Because the young one wasn't in the leading position. That's his father who gave the orders to eradicate populations. 
Go with your question, instead of being picky... Stalker quote is a famous fake.


----------



## GOLLUM

Will do shortly I just like to get things clear.... 

After all historical accuracy is important you as the Professor would recognise that I'm sure.


----------



## GOLLUM

A fairly easy one..

The Albigensian Crusade (1209-1229) was a 20-year campaign.

1. Who were the crusaders trying to eliminate i.e I'm after the name of a group of people specifically.

2. *And * can you describe this group's philosophy or belief system i.e what did they believe in?


----------



## Stalker

I indicated the wrong date - the date of the peace treaty when all cathars (albigesians, albigoyans) were eradicated. My fault.


----------



## GOLLUM

Stalker said:
			
		

> I indicated the wrong date - the date of the peace treaty when all cathars (albigesians, albigoyans) were eradicated. My fault.


No problem, can you list the answers to my 2 part question...


----------



## Stalker

1. Crusders... When Innocent III called for crusade against Cathars (especially in Laguedoc) all righteous Catholics could join the Crusade but the first among the ecual was the king of France. 

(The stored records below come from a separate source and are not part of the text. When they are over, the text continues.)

PR #46, opened 2020-11-21
fix: Fixing a bug in query execution, which wasn't passing the time range in filter to query service.

buchi-busireddy:
## Description
This is fixing a bug where the time range wasn't being passed to query service in the query service requests. You can say this was a bug introduced as part of https://github.com/hypertrace/gateway-service/pull/44 bug fix.

### Testing
Unit testing, tested in real setup and verified that all the query service queries have time range now.

### Checklist:

### Documentation
No functional changes and bug was introduced in this release itself.

### DIFF
--- a/gateway-service-impl/src/main/java/org/hypertrace/gateway/service/common/datafetcher/QueryServiceEntityFetcher.java
+++ b/gateway-service-impl/src/main/java/org/hypertrace/gateway/service/common/datafetcher/QueryServiceEntityFetcher.java
@@ -4,8 +4,6 @@ import static org.hypertrace.gateway.service.common.converters.QueryAndGatewayDt
 import static org.hypertrace.gateway.service.common.converters.QueryAndGatewayDtoConverter.convertToQueryFilter;
 
 import com.google.common.base.Preconditions;
-import com.google.protobuf.InvalidProtocolBufferException;
-import com.google.protobuf.util.JsonFormat;
 import java.time.Duration;
 import java.time.temporal.ChronoUnit;
 import java.util.Collection;
@@ -279,11 +277,6 @@ public class QueryServiceEntityFetcher implements IEntityFetcher {
       LOG.debug("Sending Query to Query Service ======== \n {}", queryRequest);
     }
 
-    try {
-      System.out.println("Actual: " + JsonFormat.printer().omittingInsignificantWhitespace().print(queryRequest));
-    } catch (InvalidProtocolBufferException e) {
-      e.printStackTrace();
-    }
     Iterator<ResultSetChunk> resultSetChunkIterator =
         queryServiceClient.executeQuery(queryRequest, requestContext.getHeaders(), requestTimeout);
 
--- a/gateway-service-impl/src/main/java/org/hypertrace/gateway/service/common/datafetcher/QueryServiceEntityFetcher.java
+++ b/gateway-service-impl/src/main/java/org/hypertrace/gateway/service/common/datafetcher/QueryServiceEntityFetcher.java
@@ -4,6 +4,8 @@ import static org.hypertrace.gateway.service.common.converters.QueryAndGatewayDt
 import static org.hypertrace.gateway.service.common.converters.QueryAndGatewayDtoConverter.convertToQueryFilter;
 
 import com.google.common.base.Preconditions;
+import com.google.protobuf.InvalidProtocolBufferException;
+import com.google.protobuf.util.JsonFormat;
 import java.time.Duration;
 import java.time.temporal.ChronoUnit;
 import java.util.Collection;
@@ -14,7 +16,6 @@ import java.util.Map;
 import java.util.concurrent.TimeUnit;
 import java.util.stream.Collectors;
 import java.util.stream.IntStream;
-
 import org.apache.commons.lang3.StringUtils;
 import org.hypertrace.core.attribute.service.v1.AttributeMetadata;
 import org.hypertrace.core.query.service.api.ColumnMetadata;
@@ -278,6 +279,11 @@ public class QueryServiceEntityFetcher implements IEntityFetcher {
       LOG.debug("Sending Query to Query Service ======== \n {}", queryRequest);
     }
 
+    try {
+      System.out.println("Actual: " + JsonFormat.printer().omittingInsignificantWhitespace().print(queryRequest));
+    } catch (InvalidProtocolBufferException e) {
+      e.printStackTrace();
+    }
     Iterator<ResultSetChunk> resultSetChunkIterator =
         queryServiceClient.executeQuery(queryRequest, requestContext.getHeaders(), requestTimeout);
 
@@ -373,7 +379,7 @@ public class QueryServiceEntityFetcher implements IEntityFetcher {
             .map(Expression.Builder::build)
             .collect(Collectors.toList());
     Filter.Builder filterBuilder =
-        constructQueryServiceFilter(entitiesRequest, entityIdAttributes);
+        constructQueryServiceFilter(entitiesRequest, requestContext, entityIdAttributes);
 
     QueryRequest.Builder builder =
         QueryRequest.newBuilder()
@@ -531,7 +537,7 @@ public class QueryServiceEntityFetcher implements IEntityFetcher {
       long periodSecs = Duration.of(period.getValue(), unit).getSeconds();
       QueryRequest request =
           buildTimeSeriesQueryRequest(
-              entitiesRequest, periodSecs, batch, idColumns, timeColumn);
+              entitiesRequest, requestContext, periodSecs, batch, idColumns, timeColumn);
 
       if (LOG.isDebugEnabled()) {
         LOG.debug(
@@ -674,6 +680,7 @@ public class QueryServiceEntityFetcher implements IEntityFetcher {
 
   private QueryRequest buildTimeSeriesQueryRequest(
       EntitiesRequest entitiesRequest,
+      EntitiesRequestContext context,
       long periodSecs,
       List<TimeAggregation> timeAggregationBatch,
       List<String> idColumns,
@@ -696,9 +703,7 @@ public class QueryServiceEntityFetcher implements IEntityFetcher {
             builder.addSelection(
                 QueryAndGatewayDtoConverter.convertToQueryExpression(e.getAggregation())));
 
-    Filter.Builder queryFilter =
-        constructQueryServiceFilter(
-            timeAlignedEntitiesRequest, idColumns);
+    Filter.Builder queryFilter = constructQueryServiceFilter(timeAlignedEntitiesRequest, context, idColumns);
     builder.setFilter(queryFilter);
 
     // First group by the id columns.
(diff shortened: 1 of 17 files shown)


gateway-service-impl/src/main/java/org/hypertrace/gateway/service/common/datafetcher/QueryServiceEntityFetcher.java
```diff
@@ -740,6 +744,30 @@ private QueryRequest buildTimeSeriesQueryRequest(
...
                 .collect(Collectors.toList()));
+
+    // Convert the existing filter into query service filter.
+    Filter queryFilter = convertToQueryFilter(entitiesRequest.getFilter()).build();
+    if (!Filter.getDefaultInstance().equals(queryFilter)) {
+      filterBuilder.addChildFilter(queryFilter);
+    }
+
+    // Time range is a mandatory filter for query service, hence add it if it's not already present.
+    if (!hasTimeRangeFilter(queryFilter, context.getTimestampAttributeId())) {
```
buchi-busireddy, line 755: This is the actual bug fix, where if the timestamp filter isn't already present, we'll explicitly add it here.

gateway-service-impl/src/main/java/org/hypertrace/gateway/service/common/transformer/RequestPreProcessor.java
```diff
@@ -76,12 +76,20 @@ public EntitiesRequest transform(
         AttributeMetadataUtil.getAttributeIdMappings(
             attributeMetadataProvider, context, originalRequest.getEntityType());
     EntitiesRequest.Builder entitiesRequestBuilder = EntitiesRequest.newBuilder(originalRequest);
+
+    // Convert the time range into a filter and set it on the request so that all downstream
```
buchi-busireddy, line 80: Just code cleanup, no functional change.

gateway-service-impl/src/main/java/org/hypertrace/gateway/service/entity/EntitiesRequestContext.java
```diff
@@ -6,32 +6,40 @@
 
 public class EntitiesRequestContext extends QueryRequestContext {
   private final String entityType;
+  private final String timestampAttributeId;
```
buchi-busireddy, line 9: Instead of recomputing the timestamp column for a given entity over and over, we compute once and carry in the context.

gateway-service-impl/src/main/java/org/hypertrace/gateway/service/common/datafetcher/QueryServiceEntityFetcher.java
jcchavezs: Thanks for pointing out. I wonder if there should be a case showing this bug in QueryServiceEntityFetcherTests.java?

gateway-service-impl/src/test/java/org/hypertrace/gateway/service/entity/EntityServiceTest.java
```diff
@@ -275,6 +266,27 @@ public void testGetEntitiesOnlySelectFromMultipleSources() {
             .addSelection(getExpressionFor("API.apiName", "API Name"))
             .addSelection(getExpressionFor("API.httpMethod", "API Http method"))
             .build();
+    QueryRequest expectedQueryRequest = QueryRequest.newBuilder()
+        .setFilter(
+            QueryServiceRequestAndResponseUtils.createQsDefaultRequestFilter("API.startTime",
```
buchi-busireddy, line 271: This filter always has a time range filter in it, there by verified that the query request has time range filter.

gateway-service-impl/src/main/java/org/hypertrace/gateway/service/common/datafetcher/QueryServiceEntityFetcher.java
buchi-busireddy: Good ask. There was a test but the assertion wasn't verifying the complete query service request. Added that now at https://github.com/hypertrace/gateway-service/pull/46/files#diff-8fa94e86f08f72f2fe9bd4fbe8a691758efd65b10513050e7ca568ffbb8f7098R269

gateway-service-impl/src/main/java/org/hypertrace/gateway/service/entity/query/visitor/ExecutionVisitor.java
```diff
@@ -222,6 +226,7 @@ public EntityFetcherResponse visit(SelectionNode selectionNode) {
                           request.getStartTimeMillis(),
                           request.getEndTimeMillis(),
                           request.getEntityType(),
+                          executionContext.getTimestampAttributeId(),
```
tim-mwangi, line 229: Nit: Not covered in tests

gateway-service-impl/src/main/java/org/hypertrace/gateway/service/common/datafetcher/QueryServiceEntityFetcher.java
tim-mwangi: codecov diff still shows this if branch is not covered.

gateway-service-impl/src/test/java/org/hypertrace/gateway/service/common/transformer/RequestPreProcessorTest.java
```diff
@@ -56,16 +56,18 @@ public void teardown() {
...
+        new EntitiesRequestContext(TEST_TENANT_ID, startTime, endTime, "SERVICE", "SERVICE.startTime", Map.of());
     mockAttributeMetadata(entitiesRequestContext, AttributeScope.SERVICE.name(), "id");
     mockAttributeMetadata(entitiesRequestContext, AttributeScope.SERVICE.name(), "startTime");
 
     EntitiesRequest entitiesRequest =
         EntitiesRequest.newBuilder()
             .setEntityType("SERVICE")
-            .setStartTimeMillis(0L)
-            .setEndTimeMillis(1L)
+            .setStartTimeMillis(startTime)
```
tim-mwangi, line 69: What's wrong with 0 and 1

tim-mwangi:
@buchi-busireddy if you are confident with this fix, we can merge it and fast track its promotion to prod. We can put in the unit tests later

gateway-service-impl/src/main/java/org/hypertrace/gateway/service/entity/query/visitor/ExecutionVisitor.java
buchi-busireddy: Please check now @tim-mwangi

gateway-service-impl/src/test/java/org/hypertrace/gateway/service/common/transformer/RequestPreProcessorTest.java
buchi-busireddy: Nothing wrong. I mainly wanted to pull out the start and end times into variables so that I can reuse and I just assigned real timestamp values to them while I was there.

buchi-busireddy:
> @buchi-busireddy if you are confident with this fix, we can merge it and fast track its promotion to prod. We can put in the unit tests later

Done. More unit tests added now. @tim-mwangi please check.

gateway-service-impl/src/main/java/org/hypertrace/gateway/service/common/datafetcher/QueryServiceEntityFetcher.java
buchi-busireddy: Check now.. it's all green :)

tim-mwangi: ok.

tim-mwangi (approved):

gateway-service-impl/src/main/java/org/hypertrace/gateway/service/common/datafetcher/QueryServiceEntityFetcher.java
```diff
@@ -740,6 +737,41 @@ private QueryRequest buildTimeSeriesQueryRequest(
...
+      filterBuilder.addChildFilter(Filter.newBuilder().setOperator(Operator.AND)
+          .addChildFilter(createTimeFilter(context.getTimestampAttributeId(), Operator.GE, entitiesRequest.getStartTimeMillis()))
+          .addChildFilter(createTimeFilter(context.getTimestampAttributeId(), Operator.LT, entitiesRequest.getEndTimeMillis())));
+    }
+
+    return filterBuilder;
+  }
+
+  private static Filter createTimeFilter(String columnName, Operator op, long value) {
```
avinashkolluru, line 757: nit: Why not use TimeRangeFilterUtil here?

gateway-service-impl/src/main/java/org/hypertrace/gateway/service/common/transformer/RequestPreProcessor.java
```diff
@@ -76,12 +76,20 @@ public EntitiesRequest transform(
...
+    // components needn't treat it specially.
+    Filter filter = TimeRangeFilterUtil.addTimeRangeFilter(
```
avinashkolluru, line 82: Just thinking out loud:
An alternative approach to this could be to only to modify the ExecutionTreeBuilder.buildFilterTree to take in the EntitiesRequest and construct the DataFetcherNode for the timestamp condition too.
That way all of this preprocessing and and special casing in the QueryServiceEntityFetcher can probably be avoided. i.e. they continue to work with the first class time fields in the EntitiesRequest.

gateway-service-impl/src/main/java/org/hypertrace/gateway/service/common/datafetcher/QueryServiceEntityFetcher.java
buchi-busireddy: That's gateway-service filter vs query service filter. Thought about adding another one but naming is hard :)

gateway-service-impl/src/main/java/org/hypertrace/gateway/service/common/transformer/RequestPreProcessor.java
buchi-busireddy: @avinashkolluru That's already being done. That was my previous PR :) However, the non-leaf nodes don't take the time range filter because the only filter they apply is based on child node's results. That ended up removing time range filter for metric queries and time series queries, which is what caused another bug, to which this PR is a fix.

Here is the latest status:
* Time range is added to the request filters in the preprocessor
* Execution tree creates a separate DataFetcherNode for this
* QueryServiceEntityFetcher checks if there is time range filter, adds it if not. I'm not really sure this logic is clean so, if possible, I'd like to fix this cleanly in the next iteration.

avinashkolluru: I think i wasn't clear or may there is some disconnect. Here is what i was thinking:
1) Only modify the buildFilterTree to construct and extra DataFetcherNode based on the start/end time in the EntitiesRequest
2) The non leaf nodes i.e. SelectionNode, continues to work how it was earlier, where the EntitiesRequest filter(in ExecutionVisitor.accept()) is only based on its child nodes results. But, internally in QueryServiceDataFetcher, we anyways use the start/end time from the EntitiesRequest and construct the appropriate query-service request. Basically, all of this doesn't change at all.

So, just by doing 1), I think we would have solved the original problem where the initial request to query-service was going without the time range(because the new DataFetcherNode based on the time range will take care of it)

buchi-busireddy: Thanks for clarifying and I see the approach now. IMO, hard-coding time range filter in QueryServiceEntityFetcher isn't clean and hence I was thinking of approaches to get rid of that instead. Let me think a bit more on this.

2. Oh, Cathars were Christian heretics and they claimed that they were the only ones who preserved Early Christian believes, they denied Holy Trinity and were close to Manicheans claiming that this evil world was created by the Evil God, and The God of Goodness fights him. They also referred to some passage in the Gospel about seed lost in vain, bla-bla-bla. So, they considered sex as the sin that leads to new lost souls in the worlds of evil. Some even say that they didn't believe that the Christ died on the cross, and that he gave His seed to initiate the new gender here in the Southern France, and the Counts of Touluse derived from this seed and so on and so on.
I should also remark that Languedoc at that time was one of the most clean and higly-cultured places in the world.


----------



## Winters_Sorrow

Well, Leto will probably beat me to the punch on this one, but it was:
1. The Cathars
2. They believed that the world was created by an evil deity called the Demiurge(essentially, that God _was_ the Devil!  ), that Jesus was an apparition, that marriage & procreation was a sin (by bringing more souls into this evil world). Cathars were vegetarians, treated women as social equals and believed that oaths & promises tied you to this evil world and were therefore a sin.

Plenty of good reasons why the rest of the medivel world loathed them, really


----------



## GOLLUM

Winters_Sorrow said:
			
		

> Well, Leto will probably beat me to the punch on this one, but it was:
> 1. The Cathars
> 2. They believed that the world was created by an evil deity called the Demiurge(essentially, that God _was_ the Devil!  ), that Jesus was an apparition, that marriage & procreation was a sin (by bringing more souls into this evil world). Cathars were vegetarians, treated women as social equals and believed that oaths & promises tied you to this evil world and were therefore a sin.
> 
> Plenty of good reasons why the rest of the medivel world loathed them, really


Bad luck *Chilli and Lime * man but I think in fairness Stalker got there first...

*Your turn Stalker*... 

*EDIT* Good night all!!!


----------



## Stalker

All right then...

My question may seem to be very difficult unless somebody knows the exact fact, nonetheless I find this very fact extremely interesting.
To the point: during WW 2, The US Naval units operating in the Pacific against the Japanese exchanged the messages in the "code" that drove mad the Japanese criptologists and the services of radio-intercepts unable to crack it untilthe end of the war.
Tell me more about this "code"
*A hint*: The word "code" is in quotations because it may mean a different word but by giving it away to you I will surely narrow your search to the minimum. So, the brainstorm starts...


----------



## Leto

It was based on Navajo language ? 
Good answer on cathars people above... Sorry to have missed this one, had a appointement where to pretend to work.


----------



## Stalker

Leto, you impress me more and more every time.  Did you know the fact?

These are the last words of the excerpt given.